[Data for this exercise]
PR #1108, opened 2023-07-30
Temporary disable a p2p test (sporadic failures)

pavel-kokolemin:


alfiedotwtf (approved):

TheQuantumPhysicist:
I'd rather keep the test failing in CI and rerunning when it fails. It should stay as a reminder that there's an issue until we have the time to fix it. We will have time soon enough.

pavel-kokolemin:
> I'd rather keep the test failing in CI and rerunning when it fails. It should stay as a reminder that there's an issue until we have the time to fix it. We will have time soon enough.

OK, sure, no problem.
[/Data for this exercise]
What you will do:
Establish how many lines of the data above contain "stay". State that number and no more.

Exercise answer:
2